Masterpieces of deception: Some fake art worth real money
SPRINGFIELD, Mass. -- The crate arriving from a London museum holds one of the star paintings in a new exhibit at the D'Amour Museum in Springfield. Curator Colette Loll makes sure it's given the white-glove treatment.
"This is being treated as a work of fine art," Loll says.
It's a fake.
"But it's a very important fake," Loll stresses.
It's a copy of a 1622 Dutch masterpiece, "The Procuress," executed in the 1940s by notorious forger Han Van Meegeren.
"Just because it's a fake doesn't mean it's not valuable," Loll says. "Socially and culturally, it's very valuable."
Van Meegeren sold a fake Vermeer to Nazi leader Hermann Goering during World War II. Convicted of forgery, he became a folk hero.
"He was one of the first great forgers that was really romanticized by the media," Loll says.
Loll, an art fraud expert, says the exhibition, "Intent to Deceive," is all about masterpieces of deception.
One forgery -- meaning not an exact copy, but a painting in the style of the Italian master Modigliani -- was actually painted by Hungarian forger Elmyr de Hory.
"I don't feel bad for Modigliani, I feel good for me," de Hory once said.
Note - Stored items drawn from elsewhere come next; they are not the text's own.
PR #44, opened 2019-08-13
Lightweight append

apendleton:
This PR introduces an alternative interface to the `append` mechanism used in index building. It takes advantage of the fact that in practice, Carmen's indexer indexes chunks of many grid entries that for the same feature that are the same on all dimensions (relev, score, id, hash) except location. The new version avoids all the complex-object deserialization (and instantiation of tons of JS strings needed to read from different fields on a JS object) by accepting all the non-changing features for each chunk as bare arguments, and the X and Y coordinates, which do vary, as a simple array of arrays of integers.

**THIS NEW FUNCTION HAS NO TESTS.**


apendleton:
Closing in favor of #60

PR #45, opened 2019-08-13
Reuse ids

apendleton:
This PR changes the Flatbuffers format for carmen-core to take advantage of the fact that it's often the case, particular with polygonal features, for many X/Y entries for the same phrase to map to the same ID or list of IDs. It hoists these lists of IDs up to a unique-ified top-level list (so, a list of lists of IDs), and then changes the format for the object that *was* `{x, y, [id]}` to be `{x, y, id_idx}`, where the last field is an index into the aforementioned list of lists. This both lets us dedupe these ID lists, and lets us store this x/y/ids object as a Flatbuffers struct instead of a table, which eliminates an extra layer of indirection.


apendleton:
Closing as stale -- we moved away from flatbuffers altogether (though the new format reuses this idea)

PR #46, opened 2019-08-28
Variable prefix bins [wip]

apendleton:
#41 introduced a mechanism for pre-combining the grids corresponding to ranges of phrase IDs so that autocomplete scans of large ranges of IDs could combine their contents more efficiently. It turns out in practice that the strategy introduced there was too slow. It created fixed-size bins of ID ranges to precombine (1024 phrases apiece), and would assemble sets of buffers to read for an autocomplete query by scanning individual phrase entries up until the next precombined bin start boundary, then reading from the precombined bins for awhile until the end boundary of the last precombined bin that fit fully within the sought range, then reading individual phrases again until the end of the sought range.

This meant potentially lots of individual phrase reads, as many as three different database seeks per get_matching call, and the existence of at least some bins that could never be used in practice, because they might contain multiple phrases that didn't actually contain any real textual prefixes. The whole thing seems to be a regression from carmen-cache where bin boundaries correspond tightly with actual textual query prefixes, but unlike carmen-cache, carmen-core doesn't know what actual text corresponds to each phrase ID.

This branch ditches the fixed-size bins in favor of a mechanism to allow external callers to specify custom bin boundaries (that presumably correspond with actual text prefixes). These boundaries are then used to generate variably sized bins, and are then stored in a special key in the database for later retrieval, and are then retrieved at index load time and used at query time. There are some benchmarks as well with manually specified boundaries for our sample datasets.

Note: the mechanism for actually splitting a range of phrases into sensibly sized bins is not specified here, and will be up to outside callers to implement.

### DIFF
--- a/native/src/lib.rs
+++ b/native/src/lib.rs
@@ -108,7 +108,7 @@ declare_types! {
             }
         }
 
-        method compact_append(mut cx) {
+        method compactAppend(mut cx) {
             let grid_key = cx.argument::<JsObject>(0)?;
             let phrase_id: u32 = grid_key
                 .get(&mut cx, "phrase_id")?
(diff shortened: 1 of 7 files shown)


apendleton:
Closing in favor of #60, which incorporates this work.

PR #50, opened 2020-01-06
Tests for compactAppend and clean up 

aarthykc:
## Context 
As a part of getting better test coverage on carmen-core after a number of functions were added to greatly improve query time and indexing speed, this PR adds tests for `compact_append()`, `compactApend()` functions. This PR also annotates as well as removes functions that are not being used anywhere and formats all the files to get tests to pass.

cc @apendleton @CyanRook @Nmargolis

### DIFF
--- a/native/Cargo.lock
+++ b/native/Cargo.lock
@@ -70,22 +70,23 @@ dependencies = [
 
 [[package]]
 name = "bindgen"
-version = "0.47.3"
+version = "0.49.4"
 source = "registry+https://github.com/rust-lang/crates.io-index"
 dependencies = [
  "bitflags 1.0.4 (registry+https://github.com/rust-lang/crates.io-index)",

De Hory, who had trouble selling his own works, slipped hundreds of forgeries onto the art market in the 1950s and 1960s.
"I never offered a painting or a drawing to a museum who didn't buy it," he said. "They never refused one -- never."
Asked whether there was a common personality among the forgers, Loll says, "Some of them were incredible artists, but all of them were really good con men."
Their forgeries raise uncomfortable questions about what really is art -- and the experts' ability to judge who's the con man.
Loll says the forgers have developed their own sort of fame.
"And their own notoriety," she adds. "And with notoriety comes value."
De Hory's phony Modiglianis sell today for tens of thousands of dollars. As a forger once said, "If my work hangs in a museum long enough, it becomes real."